How English as a Second Language (ESL) graduate students perceive online learning from perspectives of second language improvement, learning styles, and culturally responsive pedagogy

ID: 20882 Type: Brief Paper
  1. Fujuan Tan, Steven Aagard, and Lee Nabb, University of Wyoming, United States
  2. Kioh Kim, Northwestern State University, United States

Friday, March 7 11:00-11:20 AM Location: Capri 115

Presider: Chinyin Chen, Meiho University, Taiwan

Abstract: Because online courses are gaining in popularity in higher education in the US and there is a steadily increasing number of ESL graduate students enrolled in US universities, this qualitative study employs an in-depth interview method to explore the effects of online learning on ESL graduate students’ English language improvement and how cultural diversity has impacted such students’ online learning attitudes.

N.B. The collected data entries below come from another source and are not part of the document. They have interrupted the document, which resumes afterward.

PR #175, opened 2026-08-02
fix(config): keep empty facet arrays as NamedList, not List

adityamparikh:
`JsonResponseParser` classifies JSON arrays purely by **shape**: an array of
alternating `[String, non-String, ...]` pairs becomes a `NamedList`, anything
else becomes a `List`. An empty array has no shape to inspect, so a facet on a
field that matched zero documents is converted to an empty `List`.

SolrJ's `QueryResponse` casts every `facet_counts/facet_fields` entry to
`NamedList`, so that produces a **`ClassCastException` whenever a faceted field
has no matches** — a plausible query, not an edge case:

```
{"facet_counts":{"facet_fields":{"genre":[],"author":["asimov",3]}}}
                                          ^^ empty -> List -> CCE
```

### Fix

Give the traversal positional context instead of guessing: thread the node path
through `toNamedList`/`convertValue`, and treat anything directly under
`facet_counts/facet_fields` as a `NamedList` regardless of shape. The existing
shape heuristic still covers the other flat-NamedList sites.

### Tests

Adds `JsonResponseParserTest` (5 cases), covering populated facets, the empty
facet, empty/plain arrays *outside* `facet_fields` (which must stay `List`),
and an end-to-end case that feeds the parsed response into a real
`QueryResponse`.

Verified against `main`: reverting only the `JsonResponseParser` change while
keeping the new test fails 2 of the 5 cases, one of them with the
`ClassCastException` above. With the fix, all 5 pass alongside the existing
`JsonResponseParserContentTypesTest`.

`./gradlew spotlessCheck test` is green.

### DIFF
--- a/src/main/java/org/apache/solr/mcp/server/config/JsonResponseParser.java
+++ b/src/main/java/org/apache/solr/mcp/server/config/JsonResponseParser.java
@@ -88,22 +88,33 @@ class JsonResponseParser extends ResponseParser {
 		return List.of(MediaType.APPLICATION_JSON_VALUE, MediaType.TEXT_PLAIN_VALUE);
 	}
 
+	/**
+	 * Path of the object whose direct children are per-field facet arrays. Arrays
+	 * found one level below this path are always NamedLists, regardless of shape.
+	 */
+	private static final String FACET_FIELDS_PATH = "facet_counts/facet_fields";
+
 	@Override
 	public NamedList<Object> processResponse(InputStream body, String encoding) {
 		try {
-			return toNamedList(mapper.readTree(body));
+			return toNamedList(mapper.readTree(body), "");
 		} catch (IOException e) {
 			throw new SolrException(SolrException.ErrorCode.SERVER_ERROR, "Failed to parse Solr JSON response", e);
 		}
 	}
 
-	private SimpleOrderedMap<Object> toNamedList(JsonNode objectNode) {
+	private SimpleOrderedMap<Object> toNamedList(JsonNode objectNode, String path) {
 		SimpleOrderedMap<Object> result = new SimpleOrderedMap<>();
-		objectNode.fields().forEachRemaining(entry -> result.add(entry.getKey(), convertValue(entry.getValue())));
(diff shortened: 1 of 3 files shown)


adityamparikh:
Rebased onto `main` (`a84033b`).

One conflict, in `JsonResponseParser.convertValue`: `main` added a `@Nullable` return annotation (jspecify rollout) on the same signature this PR threads a `path` parameter through. Kept both — `private @Nullable Object convertValue(JsonNode node, String path)`.

No other changes; the fix and its tests are as reviewed. Verified: `./gradlew build` green on JDK 25.

adityamparikh:
Added an end-to-end test and closed a duplicate PR in this one's favour.

**Duplicate:** I opened #185 against the same bug without spotting this PR — my duplicate check
searched issues, not pull requests. #185 is now closed, and issue #182 (which I filed for the
same defect) points here.

Comparing the two implementations, **this one is better** and is what should merge. It anchors on
the full path `facet_counts/facet_fields/<field>`, so a key named `facet_fields` appearing
anywhere else in a response cannot be misread. #185 matched the bare key at any depth. #185 also
covered `facet_queries` and `facet_intervals`, but that turned out to be dead weight — Solr emits
both as JSON objects, which already decode correctly through `convertObject`.

**Ported across (e4d0646):** the one thing #185 had that this PR didn't — an integration test
against real Solr via Testcontainers.

The existing `JsonResponseParserTest` pins decoding at the parser boundary with a hand-written
payload, which is the right place for it. But that leaves one assumption unverified: that a real
Solr genuinely emits `[]` for a zero-hit facet. If Solr ever emitted `{}` instead, those unit
tests would keep passing while the bug they guard had stopped existing in that form. The new test
closes that gap by faceting a filter designed to match nothing and asserting an empty facet map
comes back.

Verified rather than assumed: reverting only the `JsonResponseParser` change on this branch and
re-running makes the new test fail with `java.lang.ClassCastException`. With the fix it passes.
Full build is **378 tests, 0 failures, 7 skipped**.

PR #101, opened 2019-05-31
Add support for testing concurrent operations

andrewjstone:
A new component to the python testing framework, SkvbcTracker, has been
added that is capable of tracking requests and replies for messages sent
to a cluster of SimpleKVBCTests TesterReplica nodes. Tests can use this
component to record requests and replies and then verify that all
returned replies can be placed in a total order that makes sense. In
other words all the operations are linearizable. The tool itself makes
no promises about finding all possible violations, although it will not
provide any false positives.

The SkvbcTracker lives in skvbc_linearizability.py, and significant
documentation for it lives in the doc comments, particularly the doc
comment for the SkvbcTracker class. Reviewers should read and
understand that comment prior to proceeding with review. Tests in
test_skvbc_linearizability show how to use the tracker and should
provide more clarity.

Additionally, many specific exceptions were created to indicate
linearizability violations. These live in skvbc_exceptions.py. Other
exceptions for skvbc testing may be added there in the future.

---
This change is [Reviewable](https://reviewable.io/reviews/vmware/concord-bft/101)

### DIFF
--- a/test/bft_test_exceptions.py
+++ b/test/bft_test_exceptions.py
@@ -14,14 +14,29 @@ class Error(Exception):
     """Base class for exceptions in this module."""
     pass
 
+##
+## Exceptions for bft_tester
+##
 class AlreadyRunningError(Error):
     def __init__(self, replica):
         self.replica = replica
+        j
+    def __repr__(self):
+        return (f'{self.__class__.__name__}:\n'
+           f'  replica={self.replica}\n')
 
 class AlreadyStoppedError(Error):
     def __init__(self, replica):
         self.replica = replica
 
+    def __repr__(self):
+        return (f'{self.__class__.__name__}:\n'
+           f'  replica={self.replica}\n')
+
 class BadReplyError(Error):
     def __init__(self):
         pass
+
+    def __repr__(self):
+        return f'{self.__class__.__name__}\n'
+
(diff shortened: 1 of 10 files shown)


andrewjstone:
I rebased on master and added a few bugfixes and enhancements to the testing framework. There are 3 separate small commits with individual commit messages. It probably isn't necessary to look at them individually when doing the review, as they just enhance what was already there.

The bugs in the linearizability checker were found as part writing a concurrent system test and running it against a healthy cluster with 3 different configurations. That test is coming in a separate PR.

test/bft_test_exceptions.py
```diff
@@ -14,14 +14,29 @@ class Error(Exception):
     """Base class for exceptions in this module."""
     pass
 
+##
+## Exceptions for bft_tester
+##
 class AlreadyRunningError(Error):
     def __init__(self, replica):
         self.replica = replica
+        j
```
beerriot: Is this `j` a typo?

andrewjstone: Yes indeed! Good catch. That would have been a fun bug during a test run if that exception was actually raised.

andrewjstone: I pushed up another small commit to fix this an another bug.

PR #102, opened 2019-06-02
Logging re-factoring

toly-kournik:
1. replace threshold library's logger by a common logger defined in logging:
                loginfo << ...  => LOG_INFO(...)
        2. move all logging building logics to logging/CMakeLists.txt
        3. simplify internal logger implementation
        4. fix printf warnings (-Wformat2)
        5. default log4cplus initialization for internal use
        6. portable way for finding relic-related 3rd-party libraries.


logging/FindLog4cplus.cmake
```diff
@@ -0,0 +1,84 @@
+
+#--------------------------------------------------------------------------------
+# Copyright (c) 2012-2013, Lars Baehren <lbaehren@gmail.com>
```
guyg8: Please make sure we are allowed to use this file

bftengine/src/bcstatetransfer/BCStateTran.cpp
```diff
@@ -34,11 +34,12 @@ using std::chrono::milliseconds;
...
 using std::chrono::system_clock;
 
-#define Assert(expr) {                                             \
-    if((expr) != true) {                                                    \
-        STLogger.error("'%s' is NOT true (in function '%s' in %s:%d)\n", \
-            #expr, __FUNCTION__, __FILE__, __LINE__); assert(false);                \
-    }                                                                       \
+#define Assert(expr) {                                                          \
+    if((expr) != true) {                                                        \
+        LOG_ERROR_F(STLogger, "'%s' is NOT true (in function '%s' in %s:%d)\n", \
```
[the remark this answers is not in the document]
toly-kournik: The PR was about replacing the Log.h used in threshsign library by a common concord-bft logger (which also supports log4cplus).
All the logging macros were remained as is.
I agree that *_F macros are less convenient, less c++ and probably sub-optimal.
We can gradually replace them like we do with formatting.

logging/FindLog4cplus.cmake
toly-kournik: I'm replacing this file by cmake code written entirely by me :-)

bftengine/src/bcstatetransfer/BCStateTran.cpp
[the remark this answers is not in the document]
salieri11: These macros were left for backward compatibility with some BFT engine code. I am +1 to remove them

logging/FindLog4cplus.cmake
toly-kournik: done

ibalajiarun:
So, how does one compile threshsign with the new logger now?  I am getting the following error when I try to compile threshsign alone

```
CMake Error at CMakeLists.txt:98 (add_executable):
  Error evaluating generator expression:

    $<TARGET_OBJECTS:logging_dev>

  Objects of target "logging_dev" referenced but no such target exists.
Call Stack (most recent call first):
  test/CMakeLists.txt:14 (add_relic_executable)
```

PR #103, opened 2019-06-03
Fix status callback in TLS comm module

salieri11:
This PR fixes inconsistency of viewing peer status info when using TLS comm module.
When the upper level application provides the callback for connectivity status update, sometimes the IP and port are not set yet, e.g. for incoming connections. In this case the view will be different between calls.
The fix is to create the map of nodes at the time when the comm module is initialised and when messages are sent/received or there is an error, to update the status only.


andrewjstone:
LGTM!

PR #104, opened 2019-06-03
Add a msg for getting blocks from SimpleKVBCTests

andrewjstone:
In order to simplify concurrency testing, we need a mechanism for
retrieving block data from SimpleKVBCTests TesterReplica clusters. This
is used to fill in information about blocks that were created by
requests that did not receive responses in the test. This strategy
eliminates the need to do an exponential cost search to find possible
linearizable histories of written blocks that satisfy reads and other
writes, by just filling in the missing block directly.

A test was added to show that the command works.

It implements VB-966.

It will be used in conjunction with #101 to write concurrent system
tests that contend for keys.

### DIFF
--- a/bftengine/tests/simpleKVBCTests/simpleKVBCTests.cpp
+++ b/bftengine/tests/simpleKVBCTests/simpleKVBCTests.cpp
@@ -97,7 +97,9 @@ namespace BasicRandomTests
 
 		struct SimpleRequestHeader
 		{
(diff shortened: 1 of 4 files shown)


guyg8:
Can we merge it before #101 ?

andrewjstone:
> Can we merge it before #101 ?

Yes. It's independent.

PR #107, opened 2019-06-10
Add a viewChangeTimeout CLI param to Skvbc Replica

andrewjstone:
Add a `-v` CLI parameter that allows changing the viewChangeTimeout for
a SimpleKVBCTests TesterReplica. Setting this timeout implicitly enables
view change in the replicas.

Also, add an error message that occurs when a block can't be retrieved
from roStorage.

This is independent of any other change and can be merged directly. Tests pass.

### DIFF
--- a/bftengine/tests/simpleKVBCTests/TesterReplica/main.cpp
+++ b/bftengine/tests/simpleKVBCTests/TesterReplica/main.cpp
@@ -60,6 +60,8 @@ int main(int argc, char **argv) {
   logConfig.configure();
 #endif
 	rp.replicaId = UINT16_MAX;
+        rp.viewChangeEnabled = false;
+        rp.viewChangeTimeout = 45*1000;
 
 	// allows to attach debugger
 	if(rp.debug) {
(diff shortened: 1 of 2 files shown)


salieri11:
Lgtm.

guyg8:
In order to support small view change timeouts, it is required to change several other timeouts (e.g., the slow path timeout, and the status timeouts). For simplicity, in the current version, I suggest that the initial view change timeout will be >= 30 seconds.

andrewjstone:
That length of timeout is not suitable to fast automated testing, where you want to induce multiple view changes. 

I will create a separate PR to make the other timeouts configurable or dependent on top level timeouts.

ittaiab:
Lets indeed put the other timeouts to be configurable or dependent on top level timeouts.

Can we also have some place where we document *all* the timeout parameters and discuss how they are supposed to work.

andrewjstone:
> Lets indeed put the other timeouts to be configurable or dependent on top level timeouts.
> 
> Can we also have some place where we document _all_ the timeout parameters and discuss how they are supposed to work.

Any configurable parameters should have doc comments in the config structs at a minimum. Other than that though, we should also document all of them in a section on timeouts in the (coming soon) developer's guide.

PR #109, opened 2019-06-22
Concurrent test wreak havoc

andrewjstone:
This is based on #101, #107 and #106. Those *must* be merged in first. Only the last commit in this PR is relevant.

This is the beginning of a concurrent test that introduces crash faults.
It is the most basic possible version in that it only crashes the
primary once. Periodic crashes and other faults will be introduced in
future versions.

With this test I can induce endless view changes approximately 1/4 of the time I run it. I doubt that this is an actual bug in the view change logic itself, and more likely a result of internal timers that need to be reduced as a result of the overall view change timeout change used in the test. I reset the view change timeout from 45 seconds to 3 seconds in this test. I only include the configuration that causes problems, by commenting out the rest in the `interesting_configs` function. I am debugging the root cause and will issue a patch when I figure it out.

### DIFF
--- a/test/test_skvbc_chaos.py
+++ b/test/test_skvbc_chaos.py
@@ -14,6 +14,7 @@ import unittest
 import trio
 import os.path
 import random
+import time
 
 import bft_tester
 import skvbc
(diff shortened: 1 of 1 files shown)


guyg8:
Please resolve the conflicts here.
See also a related  comment in #107

ittaiab:
please resolve conflicts

andrewjstone:
Rebased and pushed.

PR #110, opened 2019-06-28
WIP: Format IncomingMsgsStorage.(cpp|hpp)

andrewjstone:
**This PR is to be merged in after persistency work, so that merge conflicts can be resolved later**

This is in preparation for another commit which makes this file take
unique_ptrs instead of raw pointers. I formatted the code to make the
changes easier, and this will allow an easier diff for the actual coming
changes.

The coming commit is the first step in using smart pointers in the
replica code path.

### DIFF
--- a/bftengine/src/bftengine/IncomingMsgsStorage.cpp
+++ b/bftengine/src/bftengine/IncomingMsgsStorage.cpp
@@ -1,146 +1,148 @@
-//Concord
+// Concord
 //
-//Copyright (c) 2018 VMware, Inc. All Rights Reserved.
+// Copyright (c) 2018 VMware, Inc. All Rights Reserved.
 //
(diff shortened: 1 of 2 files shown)


andrewjstone:
Status changed to WIP, so that it can be rebased after persistency work lands.

andrewjstone:
Thanks for the review @beerriot!. I moved all the comments above their respective code lines and reformatted as you suggested. I have noticed this in the past, and it does indeed make things look a lot better.

salieri11:
+1 to merge

robem:
👍 for the change!
Did you use `clang-format` or is it hand-formatted?

andrewjstone:
> 👍 for the change!
> Did you use `clang-format` or is it hand-formatted?

Both. I first moved all the comments above the relevant code, than ran clang-format with scripts/format-code.sh. Finally I gave it a once over to make sure it looked clean, then ran tests.

PR #111, opened 2019-06-28
Use unique_ptrs in InternalMsgsStorage

andrewjstone:
InternalMsgsStorage is used for transferring internal and external
messages across threads. This makes the queues use unique_ptrs instead
of raw pointers so that we don't have to keep track of ownership and
lifetimes cross thread. All callers and users were changed to reflect
the new types.

Note that this change causes no changes in the safety of the existing
code. It is being used an introduction to using unique_ptrs to indicate
transfer of ownership across function and data structure boundaries.
Future work will remove the need for manual deletes as the use of smart
pointers is continued.

This was stripped out of a much larger change that attempted to convert
all messages to being contained in unique_ptrs. That change was huge and
effectively unreviewable, so a piecemeal attempt is being made instead.

### DIFF
--- a/bftengine/src/bftengine/CollectorOfThresholdSignatures.hpp
+++ b/bftengine/src/bftengine/CollectorOfThresholdSignatures.hpp
@@ -434,14 +434,14 @@ namespace bftEngine
 						verifier->release(accWithVer);
 
 						// send internal message with the results
-						InternalMessage* iMsg = ExternalFunc::createInterCombinedSigFailed(context, expectedSeqNumber, expectedView, replicasWithBadSigs);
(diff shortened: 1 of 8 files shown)


guyg8:
Hi Andrew,
I suggest to wait with these pull requests.
IMO, we should first merge the work on persistence (these PRs have many conflicts with  our work on persistency and crash recovery).

--Guy

andrewjstone:
Status changed to WIP, so that it can be rebased after persistency work lands.

andrewjstone:
Rebased on latest master as conflicting persistence changes are in. Conflicts were minimal. Please take another look.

Interview subjects included 7 ESL graduate students. Data analysis shows that, while International ESL students perceive benefits in online learning situations regarding opportunities for English vocabulary-building and improving reading and writing skills, they perceive no benefits regarding the improvement of listening and speaking skills as well as marked disadvantages regarding confusion caused by native use of vernacular language and acronyms. Also, participants of the study identified perceived challenges regarding culturally related difficulty with time management, lack of technological trust and/or experience, content and nature of online conversations.